What are your regrets? Tanya Kak Hanny ditulisannya itu.

Setiap orang pasti memiliki penyesalannya tersendiri begitupun aku. So in this nice occasion I want to tell you about my regrets and do you know what? Menulis hal ini ternyata butuh keberanian juga karena ya seperti menguak kembali kenangan lama yang tak ingin diingat lagi.

Ada beberapa hal-hal yang aku sesalkan dalam hidup ini. Pertama, hal yang paling aku sesalkan pertama kali adalah keputusanku untuk membuka hati lebar-lebar atas kehadirannya. Selama ini aku berfikir alasan apa yang membuatku bisa dikatakan susah move on lantaran kisah kita yang tidak ada ujungnya. Semua hal yang pernah terjadi dibiarkan begitu saja mengalir tanpa kepastian, tanpa kejelasan. Event though our story happened about ten years ago. Untuk kamu yang berani memulai berarti harus berani mengakhiri jika memang tak bisa dilanjutkan kembali. And I realize that I just need the answer about my questions. Why? Why did you come to me ten years ago?

Kedua, hal yang aku sesalkan adalah mengapa aku terlalu jadi pecundang hingga salah satu mimpiku sampai saat ini belum juga terwujud? Kenapa tidak dimulai dari pas aku remaja? Kalau saja aku mengejar cita-citaku dulu mungkin… Ah sudahlah semua sudah terjadi tak perlu disesali.

Ketiga, aku benci dan menyesal dengan salah satu sifat yang aku miliki; aku terlalu baik sama orang, terlalu percaya sama orang, mudah iba melihat orang lain, hingga akhirnya tanpa sadar sebenarnya aku ini dimanfaatkan mereka. Sebut saja saat aku duduk di bangku SMP, seorang cowok, kakak kelas aku yang jadi ketua OSIS tanpa ada angin tiba-tiba ngedeketin aku dan giving me attention more. Parahnya dia udah punya cewek! Gila enggak? Sampai akhirnya aku minta kejelasan ke dia soal kedekatan kita ini apa dan dia jawab bahwa aku itu adalah ‘cinta yang tak bisa dimiliki.’ Dan bodohnya aku saat itu percaya aja sama itu orang hingga akhirnya dia pernah menggunakan namaku untuk membuat sebuah kuisioner yang berisi suka atau enggaknya para anggota OSIS ke dia. Besoknya aku yang gak tahu apa-apa disamperin kakak kelas lah dengan sederet pertanyaan. Dipanggil kakak kelas kan hal yang paling menakutkan. Apalagi saat itu aku dipanggil oleh orang-orang terdekat pacarnya dia. Hingga akhirnya si pacarnya itu tahu aku dekat sama dia dan pernah ribut juga mereka, pasti salah satu sebabnya gegara aku juga. Nah setelah motifnya itu ketahuan dengan tegas aku bilang sama dia buat jauhin aku, gak usah kirim-kirim lagi sms.

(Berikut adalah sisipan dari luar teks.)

PR #2027, opened 2021-05-18
SIP - Sealed Types

dwijnand:
[Rendered](https://github.com/dwijnand/docs.scala-lang/blob/sealed-types/_sips/sips/2020-05-18-sealed-types.md)
[Discussion](https://contributors.scala-lang.org/t/sip-sealed-types/5082)


_sips/sips/2020-05-18-sealed-types.md
```diff
@@ -0,0 +1,278 @@
...
+opaque type Neg <: Num = Num
+```
+
+The match desugars into an ordinal method, that reuses the logic to associate an ordinal for each
+case:
+
+```scala
+extension (n: Num):
+  def ordinal: Int = (n: Int) match {
+    case n if n > 0 => 0
```
Jasper-M, line 96: I think the ordinal cases are in the wrong order.

dwijnand: Thank you, fixed.

joroKr21:
Is there a discussion already?

lrytz:
@joroKr21 https://contributors.scala-lang.org/t/sip-sealed-types/5082/12

dwijnand:
Why can't this be merged?

SethTisue:
Sure, we can merge it. But I think the filename should be `2021-05-18-sealed-types.md` (not `2020...`)?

Alhasil tiap papasan di sekolah aku selalu menghindarinya.

Dan hal ini juga berlaku untuk kamu, yang dulu pernah dekat denganku. Apa jangan-jangan kamu dulu mendekatiku dan memberiku harapan untuk saling percaya lantaran aku seorang ketua OSIS juga?

Memang tak akan pernah ada habisnya jika kita membahas soal penyesalan-penyesalan atas hal yang telah terjadi dalam hidup kita ini. Namun, yakini saja di dunia ini tidak ada hal yang terjadi sia-sia bukan? Semuanya pasti ada alasan dan juga hikmahnya. Meski di dunia ini selalu saja ada hal-hal yang tidak pernah bisa kita temukan alasannya, why is this happened to me? Yang hanya bisa kita terima dan peluk erat-erat semua hal yang tengah bahkan yang sudah menimpa kita. Bukankah itu  sebagai salah satu bentuk dari percaya akan taqdirnya Allah?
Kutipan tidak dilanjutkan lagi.